1. What is fusion food?
The expression “fusion cuisine” is generally used to refer to a style of cooking combining ingredients and techniques from different foodspheres.[i] Asian fusion restaurants, for instance, offer blends of various cuisines of different Asian countries and the culinary traditions of the places – especially the United States and Europe – where they have become increasingly popular. Similarly, the Tex-Mex cuisine combines the South-western United States culinary system with the Mexican foodsphere, while the Pacific Rim cuisine is based on the mix of different traditions from the various island nations; and so on and so forth. In all these cases, foods based on one culinary culture are prepared using ingredients, flavours, and techniques inherent to another culture. Consider for instance the case of “Taco Pizza”, a pizza made with cheddar and pepper jack cheese, tomato sauce, refried beans, taco chips, lettuce, and other common taco components. Or that of the so-called “fusion-sushi”, including several variations of rolling maki with different types of rice and ingredients, such as curry, basmati rice, cheese, sauce, raw meat, etc.
But how do the processes of “fusion” between different substances, sensorialities, and eating experiences take place? How is the sense of food negotiated in these situations? And how can we describe such processes in semiotic terms? This paper aims at addressing these issues, building on the analyses of specific case studies chosen for their relevance within the wide range of examples of fusion cuisine.
2. Two case studies: Wok’n roll and Fuzion in Turin (Italy)
Building on previous research (Stano 2014), we decided to deal mainly with sushi, taking into considerations two specific case studies: Wok’n roll and Fuzion in Turin (Italy). Open in 2010, Wok’n roll is ranked among the best noodle and sushi bars in Italy, providing customers with restaurants where they can enjoy food, as well as with takeaway and delivery services. The same facilities are offered by Fuzion, which opened its doors in 2014, combining the Italian cuisine with sushi and other dishes typical of the Eastern foodspheres.
2.1. Wok’n roll
Wok’n roll’s menu – which can be found both at the restaurant and on its website – immediately reveals the predominance of fusion cuisine in the dishes available at the “noodle and sushi bar”.
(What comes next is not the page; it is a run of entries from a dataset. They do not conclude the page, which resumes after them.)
PR #1438, opened 2021-06-22
test(Card): add test to Card, CardAction, CardPrice, Ribbon and CardF…

jcamposmk:
### **Add test to Card Components**

**How to test it ?**

- Run `yarn test` command in terminal
- Press p to filter by a filename regex pattern
- Write **card** and select **src/components/ChangePlan/Card.test.js**

**Results:**

image

image

### DIFF
--- a/src/components/ChangePlan/Card.js
+++ b/src/components/ChangePlan/Card.js
@@ -4,6 +4,7 @@ import classNames from 'classnames';
 import { Link } from 'react-router-dom';
 
 export const Card = ({ children, className, highlighted, ...rest }) => {
+  // TODO: double negation (!!) should be removed
   return (
     <div
       className={classNames({ 'dp-card': true, 'dp-highlighthed': !!highlighted }, className)}
@@ -24,6 +25,7 @@ export const CardAction = ({ url, children, ...rest }) => {
   );
 };
 
+// TODO: the variable name 'doNotShowSince' should be an affirmative expression. 'doNotShowSince' is hard to read
 export const CardPrice = ({ currency, children, doNotShowSince }) => {
   const intl = useIntl();
   const _ = (id, values) => intl.formatMessage({ id: id }, values);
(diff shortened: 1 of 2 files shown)


src/components/ChangePlan/Card.js
```diff
@@ -4,6 +4,7 @@ import classNames from 'classnames';
 import { Link } from 'react-router-dom';
 
 export const Card = ({ children, className, highlighted, ...rest }) => {
+  // TODO: double negation (!!) should be removed
```
lucianaDilizio, line 7: 👍

src/components/ChangePlan/Card.js
```diff
@@ -24,6 +25,7 @@ export const CardAction = ({ url, children, ...rest }) => {
   );
 };
 
+// TODO: the variable name 'doNotShowSince' should be an affirmative expression. 'doNotShowSince' is hard to read
```
lucianaDilizio, line 28: 👍

src/components/ChangePlan/Card.js
```diff
@@ -40,7 +42,7 @@ export const CardPrice = ({ currency, children, doNotShowSince }) => {
   );
 };
 
-export const Ribbon = ({ children, position = 'top-right', content }) => {
+export const Ribbon = ({ position = 'top-right', content }) => {
```
lucianaDilizio, line 45: 👍

andresmoschini:
👏 👏 👏 

@jcamposmk, maybe we could add a new step in the test to verify that the test coverage has not been reduced or that it is not lower that an arbitrary number. Then, we could increase the number gradually.

jcamposmk:
That would be great!
I don't know if technically it can be done, but it may also be interesting to add a process to verify if there is a test for new developments. It is currently a process that is being done manually. I don't know how feasible it is

PR #1439, opened 2021-06-23
feat: add contact policy api double

ramniel:
Integrate contact-policy API (https://apis.fromdoppler.com/contact-policies/swagger/index.html) with double

### DIFF
--- a/src/services/doppler-contact-policy-api-client.test.ts
+++ b/src/services/doppler-contact-policy-api-client.test.ts
@@ -1,0 +1,15 @@
+import { cleanup } from '@testing-library/react';
+import '@testing-library/jest-dom/extend-expect';
+
+describe('HttpDopplerContactPolicyApiClient', () => {
+  afterEach(cleanup);
+
+  //TODO: Implement real tests
+  it('dummy test', () => {
+    // Act
+    const n = null;
+
+    // Assert
+    expect(n).toBeNull();
+  });
+});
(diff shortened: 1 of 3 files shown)


src/services/doppler-contact-policy-api-client.test.ts
```diff
@@ -0,0 +1,15 @@
+import { cleanup } from '@testing-library/react';
+import '@testing-library/jest-dom/extend-expect';
+
+describe('HttpDopplerContactPolicyApiClient', () => {
+  afterEach(cleanup);
+
+  //TODO: Implement real tests
```
andresmoschini, line 7: Will it be done before or after the merge? 😛

andresmoschini:
Looks fine, I would integrate this with the UI in this same PR, but if you prefer to split in this way, it is ok for me

src/services/doppler-contact-policy-api-client.test.ts
ramniel: After

andresmoschini: 😕 Mmmm, in that case, I think that you could remove the file, it is totally unuseful at the moment.

Or..., you can add tests before the merge, you can mock Axios response and test the URLs requested, the mappers, how you deal with the errors, etc.

jcamposmk:
:+1:

PR #1441, opened 2021-06-24
[DW-991] apply transition UI in tabs

lucianaDilizio:
### Transition UI
- Apply transition UI when change tab. 

transition

### DIFF
--- a/src/components/ChangePlan/PlanCalculator.js
+++ b/src/components/ChangePlan/PlanCalculator.js
@@ -6,6 +6,7 @@ import { FormattedMessage, useIntl } from 'react-intl';
 import queryString from 'query-string';
 import { extractParameter, getPlanFee, thousandSeparatorNumber } from '../../utils';
 import { useRouteMatch, Link } from 'react-router-dom';
+import useTimeout from '../../hooks/useTimeout';
 
 const NavigatorTabs = ({ tabs, pathType, selectedPlanType }) => {
   const intl = useIntl();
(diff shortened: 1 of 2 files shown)


src/components/ChangePlan/PlanCalculator.js
```diff
@@ -343,6 +344,11 @@ const PlanCalculator = ({ location, dependencies: { planService, appSessionRef }
     fetchData();
   }, [actionTypes.INIT, appSessionRef, planService, planType, pathType]);
 
+  useEffect(() => {
+    setActiveClass('');
+    setTimeout(() => setActiveClass('active'));
+  }, [planType]);
+
```
jcamposmk, line 351: You can you useTimeout() hook. 
PR https://github.com/FromDoppler/doppler-webapp/pull/1428
this to avoid introducing warnings in the console and in the tests about unsubscription

lucianaDilizio: I tried, but I had some troubles to use hooks inside a hook. Maybe I'm not using it well 🤔

lucianaDilizio: Well... it's not so bad. I should do something like: 
```
useEffect(() => {
    setActiveClass('');
    createTimeout(() => setActiveClass('active'));
  }, [planType, createTimeout]);
```

I'm not convinced adding createTimeout as a parameter in useEffect hook, but it works.

jcamposmk: you would be using a function (createTimeout) inside a hook. The hook would be `useTimeout ()`

jcamposmk: similar to how useState is used, but instead of returning this:

`const [myState, setMyStet] = useState ()`

it would return this:

`const createTimeout = useTimeout ();`

silsanchez8 (commented):
👍

GusBaamonde:
:+1:

cbernat:
👍

PR #1444, opened 2021-06-25
chore: add utm_content property to CreateUser

aferraromedina:
@jcamposmk Could you help me to create a small test for this PR?

### DIFF
--- a/src/components/Signup/Signup.js
+++ b/src/components/Signup/Signup.js
@@ -89,6 +89,7 @@ const Signup = function ({
   const utmMedium = getParameter(location, 'utm_medium');
   const utmTerm = getParameter(location, 'utm_term');
   const gclid = getParameter(location, 'gclid');
+  const utmContent = getParameter(location, 'utm_content');
 
   utmCookiesManager.setCookieEntry({
     storage: localStorage,
@@ -97,6 +98,7 @@ const Signup = function ({
     UTMMedium: utmMedium,
     UTMTerm: utmTerm,
     gclid,
+    UTMContent: utmContent,
   });
   const utmCookies = utmCookiesManager.getUtmCookie(localStorage);
 
@@ -164,6 +166,7 @@ const Signup = function ({
       utm_term: utmTerm,
       utm_cookies: utmCookies,
       gclid,
+      utm_content: utmContent,
     });
     if (result.success) {
       setRegisteredUser(values[fieldNames.email]);
--- a/src/components/Signup/Signup.test.js
+++ b/src/components/Signup/Signup.test.js
@@ -277,6 +277,7 @@ describe('Signup', () => {
         getUtmCookie: jest.fn().mockImplementation(() => []),
       },
     };
+
     const location = { search: 'test', pathname: '/signup' };
 
     // Act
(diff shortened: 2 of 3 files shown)


src/components/Signup/Signup.test.js
```diff
@@ -333,6 +333,7 @@ describe('Signup', () => {
       utm_medium: null,
       utm_term: null,
       gclid: null,
+      utm_content: null
```
jcamposmk, line 336: This paramter should not be null because `location` has the query param `utm_ content`.
you are rendering `signup` with: `const location = { search: 'test', pathname: '/signup/?utm_content=test-utem-content' };`

jcamposmk: You can do two tests: the **first** with the query param `utm_content` and the **second** without it.

src/components/Signup/Signup.js
```diff
@@ -97,6 +98,7 @@ const Signup = function ({
     UTMMedium: utmMedium,
     UTMTerm: utmTerm,
     gclid,
+    UTMContent: utmContent,
```
jcamposmk, line 101: agregarla en los utm cookie nosé si sea necesario

src/components/Signup/Signup.test.js
```diff
@@ -332,6 +334,7 @@ describe('Signup', () => {
       utm_medium: null,
       utm_term: null,
       gclid: null,
+      utm_content: 'test-utm-content'
     });
   });
 });
```
jcamposmk, line 340: También sería bueno agregar otro test donde no tenga el parámetro utm_content, es decir con: 
const search = '';
const location = { search, pathname: `/signup/` };

src/components/Signup/Signup.js
cbernat: Yes we do need this in utm cookies. By requirement.

jcamposmk:
:+1:

src/components/Signup/Signup.test.js
```diff
@@ -277,7 +277,97 @@ describe('Signup', () => {
...
+        registerUser,
+      },
+      utmCookiesManager: {
+        setCookieEntry: jest.fn(),
+        getUtmCookie: jest.fn().mockImplementation(() => []),
+      },
+    };
+
+    const search = '';
+    const location = { search, pathname: `/signup/${search}` };
```
cbernat, line 370:
```suggestion
    const location = { pathname: `/signup/` };
```

cbernat: @aferraromedina I think this will work too, can you try?

src/components/Signup/Signup.test.js
```diff
@@ -277,7 +277,97 @@ describe('Signup', () => {
         getUtmCookie: jest.fn().mockImplementation(() => []),
       },
     };
-    const location = { search: 'test', pathname: '/signup' };
+
+    const search = '?utm_content=test-utm-content';
```
cbernat, line 281: I think this section to validate utm should be added in a separate test, right now I see this code as part of this test: `should show that the email with whitespace already exists when submit` 🤔

src/components/Signup/Signup.test.js
aferraromedina: yes!

src/components/Signup/Signup.test.js
```diff
@@ -332,6 +333,95 @@ describe('Signup', () => {
       utm_medium: null,
       utm_term: null,
       gclid: null,
+      utm_content: null,
+    });
+  });
+
+  it('should show that utm_content param is inluded in request', async () => {
```
cbernat, line 340:
```suggestion
  it('should show that utm_content param is included in request', async () => {
```

src/components/Signup/Signup.test.js
cbernat: Before we had 2 tests, one for utm_content empty and another one with utm_content null, now I see only one O_o

aferraromedina: yes, empty utm_content test was equal to the existing test "should show that the email with whitespace already exists when submit" so i deleted it.

cbernat:
I think this is ready to merge @aferraromedina 🚀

Fig. 1: Wok’n roll’s menu (first page).
Specifically, fusion emerges on two levels: the map at the bottom of the page (fig. 1) introduces the reference to different Asian countries, namely the places where the foods used in the menu come from. This first level of fusion is reiterated by the figures in the right-bottom, evoking a Vietnamese cook and a Japanese waitress, as well as by the figurative elements on its top (i.e. drawings of a statue of the Buddha, a Malaysian tiger, the Itsukushima Shrine and the Mount Fuji in Japan, the Hạ Long Bay in Vietnam, the typical Asian hibiscus flowers, and other common elements referring to Asian culture and settings). The logo introduces a second level of fusion, recalling the Western world. The same could be said for the text, which makes explicit reference to the Italian foodsphere: “Oltre al pesce crudo proponiamo anche rolls con prestigiosi prodotti made in Italy. Avevi mai pensato a un sushi roll con la salsiccia di Bra oppure con il Parmigiano in tempura?” [In addition to raw fish we offer rolls made of excellent Italian products. Have you ever imagined a sushi roll containing Bra sausage or Parmesan tempura?, our translation.]
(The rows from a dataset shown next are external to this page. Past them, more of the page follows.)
PR #1445, opened 2021-06-25
DBD-10 big query template

kapoc3:
Component for bigquery control panel  with test

Notes
 
- with out styles, only use ui library components
- The component is in diferent route, in the next PR the url component be http://localhost:3000/integrations/big-query
- The test include all actions of buttons in screen and all posible way
- The code not include the moks for service, in next PR include this changes

Initial screen
image

when the input text is not email 
image

when thie input text is empty 
image

when the input text is a email 
image

When changes Saved
image

when button remove click
image

image


src/i18n/es.js
```diff
@@ -25,9 +25,9 @@ const subjectBlockedAccountInvalidPassword = `?subject=Cuenta%20bloqueada%20por%
 const urlControlPanel = `${urlDopplerLegacy}/ControlPanel`;
 const urlBuyMonthly = `${urlControlPanel}/AccountPreferences/UpgradeAccount?Plan=monthly`;
 const urlSiteTracking = `${urlControlPanel}/CampaignsPreferences/SiteTrackingSettings`;
-const urlSiteFromSignup = `${urlSite}/`;
-const urlSiteFromLogin = `${urlSite}/`;
-const urlSiteFromForgot = `${urlSite}/`;
+const urlSiteFromSignup = `${urlSite}/?utm_source=app&utm_medium=landing&utm_campaign=signup`;
+const urlSiteFromLogin = `${urlSite}/?utm_source=app&utm_medium=landing&utm_campaign=login`;
+const urlSiteFromForgot = `${urlSite}/?utm_source=app&utm_medium=landing&utm_campaign=restablecimiento-contrasenia`;
```
andresmoschini, line 30: Is it fine?

src/components/Integrations/BigQuery/ControlPanel/ControlPanel.tsx
```diff
@@ -0,0 +1,175 @@
...
+const ControlPanel: React.FunctionComponent<IControlPanelProps> = (props) => {
+  const intl = useIntl();
+  const i18 = useCallback(
+    (id: string, values?: any) => {
+      return intl.formatMessage({ id: id }, values);
+    },
+    [intl],
+  );
+
+  const [values, setValues] = useState<string[]>([]);
```
andresmoschini, line 22: What are these values? emails?

In that case, what do you think about renaming it?

```suggestion
  const [emails, setEmails] = useState<string[]>([]);
```

src/i18n/es.js
kapoc3: I got these changes when I did the rebase

src/components/Integrations/BigQuery/ControlPanel/MultiInputContainer.tsx
```diff
@@ -0,0 +1,143 @@
...
+}
+
+const MultiInput = (props: MultiInputProps) => {
+  const intl = useIntl();
+  const i18 = useCallback(
+    (id: string, values?: any) => {
+      return intl.formatMessage({ id: id }, values);
+    },
+    [intl],
+  );
```
andresmoschini, line 54: If I am not wrong, in general, we call this function `_`, right?

src/components/Integrations/BigQuery/ControlPanel/MultiInputContainer.tsx
```diff
@@ -0,0 +1,143 @@
...
+    onRemove();
+  };
+
+  const handleAdd = () => {
+    let hasError = false;
+    const newInputs = inputConfigs?.map((input) => {
+      if (input.value === '') {
+        input.errorMessage = i18('big_query.plus_error_message_empty');
+        hasError = true;
+      } else if (!/^[a-zA-Z0-9]+@[a-zA-Z0-9]+\.[A-Za-z]+$/.test(input.value)) {
```
andresmoschini, line 96: We should already have an email regular expression defined.

src/components/Integrations/BigQuery/ControlPanel/MultiInputContainer.tsx
```diff
@@ -0,0 +1,143 @@
...
+      } else {
+        input.className = 'style_not_empty';
+        input.errorMessage = '';
+      }
+
+      return input;
+    });
+
+    if (hasError) {
+      setInputConfigs([...newInputs]);
```
andresmoschini, line 108: Why do you clone this array? is it useful in any way?

```suggestion
      setInputConfigs(newInputs);
```

src/i18n/es.js
```diff
@@ -354,14 +378,15 @@ visitantes poseen un Email que Doppler ha identificado y cuántos no. ¿Necesita
...
     upgrade_account_free_MD: `
-Accede a **Reportes detallados** para entender el comportamiento de los
-visitantes de tu Sitio Web o E-commerce. Descubre cuáles son las páginas más
-visitadas, cuántos visitantes ya están en tus Listas de Suscriptores y cuántos no.
-¿Quieres saber más? Presiona [HELP](${urlHelpAdvancedReports}).
+Contrata un Plan Pago y accede a Reportes detallados sobre el
+comportamiento de los usuarios en tu Sitio Web o E-commerce.
+Descubre cuáles son las páginas más visitadas, cuántos visitantes
+poseen un Email que Doppler ha identificado y cuántos no.
+¿Necesitas ayuda? Presiona [HELP](${urlHelpAdvancedReports}).
```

Fig. 2: Wok’n roll’s menu (second page – detail).
Actually the restaurant offers two main types of food products to its guests: as regards to woks, people are able to customise their meal through a three-step process: the choice of (i) the type of pasta and of (ii) the sauce is characterised by the same first level of fusion described above, since all these products refer to one or more Asian culinary traditions. On the contrary, the third step, consisting in choosing (iii) other ingredients and toppings, introduces the second level of fusion, as it includes elements such as Parmesan and other fresh local products.
With sushi, things radically change. First of all, modularity disappears, and costumers are asked to delegate the know-how-to-do they were provided in the case of noodles to the restaurant itself, choosing among the several already set options listed in the menu.
Fig. 3: RIPLEY (on the left) and MEDITERRANEO (on the right) rolls.
Figure 3 shows the RIPLEY (on the left), which is a roll made of rice, raw meat (“cruda di vitello”, which is very popular in Piedmont, the region where Turin is located), lettuce, tempura Parmesan, taggiasca olives (which are typical from Liguria), and lime sauce (substituting the commonly used soy sauce). On the right, we can see the MEDITERRANEO roll, made of sushi rice, Tempura local vegetables, fried mozzarella (which is a typical Italian cheese) and strawberry aromatic vinegar.
Fig. 4: GALA GALA rolls.
Finally, the GALA GALA (Fig. 4) contains the famous sausage from Bra, usually eaten raw, lettuce, arugula, Parmesan and lime sauce, with an external layer of coloured soy paper (instead of the more common nori).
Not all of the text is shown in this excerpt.